Your answer should be the complete set of entries, transcribed exactly.
====================
PR #2265, opened 2025-02-24
DIS-425: Added Existence Checks for Polaris API Response Properties

LeoStoyanovByWater:
- Added check for existence of `$response->AccessToken` and `$response->PatronID`; set either to `null` and log it if either do not exist.
- Underlying problem seems to be that Aspen was trying to make Polaris API calls with a null or empty password during masquerade mode, so undefined properties were being returned in a JSON response from the Polaris authentication API request. Thus, those properties must be set to `null` if they do not truly exist.

### DIFF
--- a/code/web/release_notes/25.03.00.MD
+++ b/code/web/release_notes/25.03.00.MD
@@ -36,7 +36,7 @@
 ### Other Updates
 - Remove unused AspenLiDASettings class. (DIS-393) (*MDN*)
 - Added check to make sure `$catalog` is not null before calling `hasIlsConsentSupport()` in `Library.php`. (DIS-394) (*LS*)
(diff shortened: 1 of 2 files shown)


code/web/release_notes/25.03.00.MD
```diff
@@ -36,6 +36,7 @@
 ### Other Updates
 - Remove unused AspenLiDASettings class. (DIS-393) (*MDN*)
 - Added check to make sure `$catalog` is not null before calling `hasIlsConsentSupport()` in `Library.php`. (DIS-394) (*LS*)
+- Added check for existence of `$response->AccessToken` and `$response->PatronID`; set either to `null` and log it if either do not exist. (DIS-425) (*LS*)
```
mdnoble73: @LeoStoyanovByWater could you move this down under the section 
//leo 
That will make merges easier.

mdnoble73 (changes requested):

mdnoble73 (approved):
====================
▶ _Written answer_
PR #2265, opened 2025-02-24
DIS-425: Added Existence Checks for Polaris API Response Properties

LeoStoyanovByWater:
- Added check for existence of `$response->AccessToken` and `$response->PatronID`; set either to `null` and log it if either do not exist.
- Underlying problem seems to be that Aspen was trying to make Polaris API calls with a null or empty password during masquerade mode, so undefined properties were being returned in a JSON response from the Polaris authentication API request. Thus, those properties must be set to `null` if they do not truly exist.

### DIFF
--- a/code/web/release_notes/25.03.00.MD
+++ b/code/web/release_notes/25.03.00.MD
@@ -36,7 +36,7 @@
 ### Other Updates
 - Remove unused AspenLiDASettings class. (DIS-393) (*MDN*)
 - Added check to make sure `$catalog` is not null before calling `hasIlsConsentSupport()` in `Library.php`. (DIS-394) (*LS*)
(diff shortened: 1 of 2 files shown)


code/web/release_notes/25.03.00.MD
```diff
@@ -36,6 +36,7 @@
 ### Other Updates
 - Remove unused AspenLiDASettings class. (DIS-393) (*MDN*)
 - Added check to make sure `$catalog` is not null before calling `hasIlsConsentSupport()` in `Library.php`. (DIS-394) (*LS*)
+- Added check for existence of `$response->AccessToken` and `$response->PatronID`; set either to `null` and log it if either do not exist. (DIS-425) (*LS*)
```
mdnoble73: @LeoStoyanovByWater could you move this down under the section 
//leo 
That will make merges easier.

mdnoble73 (changes requested):

mdnoble73 (approved):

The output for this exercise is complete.